Detection of lung, breast, colorectal, and prostate cancers from exhaled breath using a single array of nanosensors.

BACKGROUND: Tumour growth is accompanied by gene and/or protein changes that may lead to peroxidation of the cell membrane species and, hence, to the emission of volatile organic compounds (VOCs). In this study, we investigated the ability of a nanosensor array to discriminate between breath VOCs that characterise healthy states and the most widespread cancer states in the developed world: lung, breast, colorectal, and prostate cancers. METHODS: Exhaled alveolar breath was collected from 177 volunteers aged 20-75 years (patients with lung, colon, breast, and prostate cancers and healthy controls). Breath from cancerous subjects was collected before any treatment. The healthy population was healthy according to subjective patient's data.
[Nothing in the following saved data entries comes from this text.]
PR #289, opened 2015-10-22
Monkey patch net-ssh to make hashing scheme work

dalehamel:
@leehambley @mattbrictson for review

[this line](https://github.com/capistrano/sshkit/blob/master/lib/sshkit/backends/connection_pool.rb#L19) causes sshkit to call inspect on "new_connection_args" and stringify it. This causes the **memory address** of the proxy object to be included in the hash key, meaning that identical objects that just have a different address won't get a hash hit. This causes it to generate new connections over and over and over as it will never find the connection it's looking for, so it just generates new ones and shoves them in the hash.

For instance:

This key:
```
["SOME_HOST", "deploy", {:user=>"deploy", :forward_agent=>true, :proxy=>#<Net::SSH::Proxy::Command:0x00000000b8c9a0 @command_line_template="ssh deploy@SOME_BASTION nc %h %p", @command_line=nil>}]
```

Doesn't match this key:
```
["SOME_HOST", "deploy", {:user=>"deploy", :forward_agent=>true, :proxy=>#<Net::SSH::Proxy::Command:0x000000010010a8 @command_line_template="ssh deploy@SOME_BASTION nc %h %p", @command_line=nil>}]
```

Because the memory address is different, even though this connection could totally be reused, so the code bails out of find_live_entry https://github.com/capistrano/sshkit/blob/master/lib/sshkit/backends/connection_pool.rb#L41

The patch here is actually to support 'inspect' in sshkit, and use the command line template, which is all way care about. This will cause the hashes to properly hit again, and stops the run away connections.

In our case, we have 2 gateways we need to proxy through - one for each region in amazon that our app lives in. For this reason, we specify the proxy **on each host** so that the use the correct proxy (the one in their region). This causes the code to render a new proxy command object for each host, on each command.

In our case, with just 12 hosts in each region, essentially every command would need a new connection. This caused an SSH command to run for each capistrano command, and these commands would never be reaped. The pipe used by each command, along with the shared objects, caused the file descriptors used by capistrano and it's children to easily blow past the default of 1024. Not to mention substantially slowing down the deploy.

Under this scheme, we can again just have a single proxy for each host which is a much more manageable number of proxies.

**This is definitely not a pretty solution**, I would prefer just generating the key in a different way, but this is the most elegant thing I could think of given the current structure.

I would happily use a different hashing scheme, so long as it's consistent and based on the object attributes, and not the object addresses.

Solves the issue i had with proxy command leaking processes and FDs mentioned in https://github.com/capistrano/capistrano/issues/725

### DIFF
--- a/lib/sshkit/backends/connection_pool.rb
+++ b/lib/sshkit/backends/connection_pool.rb
@@ -1,5 +1,19 @@
 require "thread"
 
+# Since we call to_s on new_connection_args and use that as a hash
+# We need to make sure the memory address of the object is not used as part of the key
+# Otherwise identical objects with different memory address won't get a hash hit.
+# In the case of proxy commands, this can lead to proxy processes leaking
+# And in severe cases can cause deploys to fail due to default file descriptor limits
+# An alternate solution would be to use a different means of generating hash keys
+module Net; module SSH; module Proxy
+  class Command
+    def inspect
+      @command_line_template
+    end
+  end
+end;end;end
+
 module SSHKit
 
   module Backend


dalehamel:
It might actually be the case that any object that's passed in as an SSH option that doesn't have a simple inspect or to_s could have the same problem.

A proxy command is probably going to be the most likely one, but for that reason it's probably better to more explicitly define what the hash key should be, rather than try and catch all cases via monkey patching

leehambley:
@mattbrictson at least this is a neat case of "cache key miss", so I hope we can unit test it now that @dalehamel has been kind enough to send a mostly-viable fix.

I'd be uncomfortable merging it as it is, but since you and I are as busy as we are, maybe @dalehamel can use his SSHKit fork with the `github: '.../...'` trick, and we can solve this "properly" soon, this issue is visible enough, and I don't think the world will come to an end if we make for a more robust lookup.

Thanks for the patch @dalehamel this kind of stuff can be a nightmare, I know, and your contribution makes it about 9000% more likely we'll be able to fix it :)

leehambley:
> A proxy command is probably going to be the most likely one, but for that reason it's probably better to more explicitly define what the hash key should be, rather than try and catch all cases via monkey patching

Indeed, I see by the way you fixed it that we should maybe come up with a better scheme for IDing things uniquely enoguh to handle this

dalehamel:
@leehambley I we can use our fork for now I suppose, but we have several projects that will need this fix so it'll be a bit of trouble to have to track them down and fix them all.

Perhaps we could merge this to make it into the upcoming release, and I'll draw up another PR that attempts to fix the problem properly and more generally.

As it is though, this is a strict improvement, I can't see this breaking any functionality. I wonder how many people are having the same problem but not realizing? This could speed up a lot of deploys and make them more reliable.

leehambley:
> As it is though, this is a strict improvement, I can't see this breaking any functionality. I wonder how many people are having the same problem but not realizing? This could speed up a lot of deploys and make them more reliable.

True enough, @mattbrictson  knows much more about this pooling code than I and even @robd knows a little.

I can't *really* say with any degree of confidence what the side effects might be, but it does look like `key.to_s`  was a bit of an arbitrary decision and probably would be harmless to change it.

leehambley:
It's funny, I'm noticing that this line came from a PR claiming to fix pooling across threads - and none of the regular contributors or maintainers were really in the loop - https://github.com/capistrano/sshkit/commit/3c01aaefdcc55be41b0a1ad8dd7d36dcd5112a0f

dalehamel:
Yeah I came to the same conclusion about that PR.

mattbrictson:
@dalehamel Is this a correct understanding of how you have things set up? (pseudo-code):

```
server "region1-app01", proxy("region1-gateway")
server "region1-app02", proxy("region1-gateway")
server "region1-app03", proxy("region1-gateway")
server "region2-app04", proxy("region2-gateway")
server "region2-app05", proxy("region2-gateway")
server "region2-app06", proxy("region2-gateway")
```

If so, the connection pool will contain 6 distinct connections, right?

Even if we monkey patch `inspect` for the proxy object, we'll still end up with 6 connections, because there are still 6 distinct hostnames.

Further, I don't understand how you are seeing a new proxy object memory address *on each command execution*. The proxy is constructed once, in `deploy/production.rb`, right? Is there a `.dup` being called somewhere? How are the new proxy objects being constructed on each command execution?

I am thoroughly confused!

*Edit: OK, I see that a `.dup` (in the form of `Marshal`) snuck in here: https://github.com/capistrano/capistrano/commit/837eaca8b1585c414ddc0718a55fe0f592b3c79a. That explains it.*

dalehamel:
Yeah your pseudo code is basically correct, and the Marshall explains the
new proxies.

Are you still confused?

mattbrictson:
> Are you still confused?

Nope, I got it now. Although I am not sure how we can generate an appropriate cache key without using the monkey patch you've supplied. Since the host object is duplicated, nothing is stable, not even the memory addresses. I think your solution may be the best we can do, unless we roll back the commit that introduced the `Marshal` stuff.

dalehamel:
I guess we could flatten the attributes of all nested objects in some way,
such that we cut out the memor addresses?

I think you're probably right the, the monkey patch is the simplest thing I
can think of that covers the majority of cases without introducing a major
change.

dalehamel:
@mattbrictson @leehambley given that this seems like the best we can do, can we get this merged?

The CI failures seem to be old versions of ruby, which don't seem to be supported at all anyways?

leehambley:
We're considering dropping support for 1.9 anyway. 

@mattbrictson I'm going to merge this, and open an issue in it's stead.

The breath of volunteers was examined by a tailor-made array of cross-reactive nanosensors based on organically functionalised gold nanoparticles and gas chromatography linked to the mass spectrometry technique (GC-MS). RESULTS: The results showed that the nanosensor array could differentiate between 'healthy' and 'cancerous' breath, and, furthermore, between the breath of patients having different cancer types. Moreover, the nanosensor array could distinguish between the breath patterns of different cancers in the same statistical analysis, irrespective of age, gender, lifestyle, and other confounding factors. The GC-MS results showed that each cancer could have a unique pattern of VOCs, when compared with healthy states, but not when compared with other cancer types. CONCLUSIONS: The reported results could lead to the development of an inexpensive, easy-to-use, portable, non-invasive tool that overcomes many of the deficiencies associated with the currently available diagnostic methods for cancer.